Thanks. I kinda figured I was not going to come up with a cure. I just need to get in the habit of keeping their nails clipped. So, would a painted finish be more durable then a stain? Nice looking dog by the way.


----------



## 6126 (May 9, 2010)




----------



## 6126 (May 9, 2010)

*Lot of deck to refinish*

Probably 1500-2000 sq ft


----------



## 4ThGeneration (Apr 17, 2007)

Woodland said:


> Thanks. I kinda figured I was not going to come up with a cure. I just need to get in the habit of keeping their nails clipped. So, would a painted finish be more durable then a stain? Nice looking dog by the way.


 
Nope. Paint will actually look worse after dogs play, walks and run on the deck after a coating. Keeps getting worse huh lol?


----------



## 6126 (May 9, 2010)

So, Arborcoat and a new set of nail clippers?  Sikkens? I'm not very experienced at deck refinishing. :no:


----------



## 4ThGeneration (Apr 17, 2007)

Just lookm for something that will protect the deck itself, because the deck will be scratched.

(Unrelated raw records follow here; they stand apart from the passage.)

PR #2466, opened 2021-04-28
chore(err): remove qp2p error as a public type

Dylan-DPC:
removes qp2p errors as being exported and converts them into custom errors

### DIFF
--- a/src/error.rs
+++ b/src/error.rs
@@ -19,13 +19,18 @@ pub type Result<T, E = Error> = std::result::Result<T, E>;
 /// Internal error.
 #[derive(Debug, Error)]
 #[allow(missing_docs)]
+#[allow(clippy::large_enum_variant)]
 pub enum Error {
     #[error("Failed signature check.")]
     FailedSignature,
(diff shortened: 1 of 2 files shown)


src/error.rs
```diff
@@ -19,13 +19,18 @@ pub type Result<T, E = Error> = std::result::Result<T, E>;
...
     #[error("Failed signature check.")]
     FailedSignature,
     #[error("Cannot route.")]
     CannotRoute,
-    #[error("Network layer error: {0}")]
-    Network(#[from] qp2p::Error),
+    #[error("The config is invalid")]
+    InvalidConfig,
+    #[error("Cannot connect to the endpoint")]
+    CannotConnectEndpoint,
```
lionel1704, line 31: Perhaps we could add some context to these errors to help identify the cause using:
`.map_err(|err| ErrorVariant(err.to_string()))`

Dylan-DPC: yeh will do that as part of the next step as I need to do it to the other variants as well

Try Ready Seal or Armstrong clark for ease of appolication if you are not that experienced. Also, you have to strip and pH balance the wood as well as sand it before you apply.


----------



## Schmidt & Co. (Nov 6, 2008)

Good looking dogs Wood! 

I don't think theres a product out there that will stand up. My home office has the door that we use to let our dogs out in the yard. It has a wood floor that is getting trashed because one of them loves to run like a nut-case in and out. Its an oak floor with a oil base poly on it that is just getting scratched to hell!


----------



## 6126 (May 9, 2010)

I been doing a little research and was looking at this product. http://www.penofin.com/products_bl.shtml I was wondering if a deep penetrating oil stain in a light color would stay looking good a little longer?


----------



## capitalcity painting (Apr 28, 2008)

You might want to look into some kind of epoxy. That is the only coating that I would think could hold up to dogs. Not sure how it would go over on a deck but worth looking into.


----------



## NCPaint1 (Aug 6, 2009)

Yeah transparent stain would do the best. Skip Penofin, its pretty much garbage. Look at TWP, or Sikkens. Might work well with Arborcoat transparent, then the protective clear.


----------



## johnpaint (Sep 20, 2008)

Your dogs look like they would kick the **** out of any deck.lol


----------



## DeanV (Apr 18, 2007)

I suppose if you match the stain to the color of the wood, scratches will show the least, but it is not going to make much difference. The limiting factor is that the wood is softer than their nails.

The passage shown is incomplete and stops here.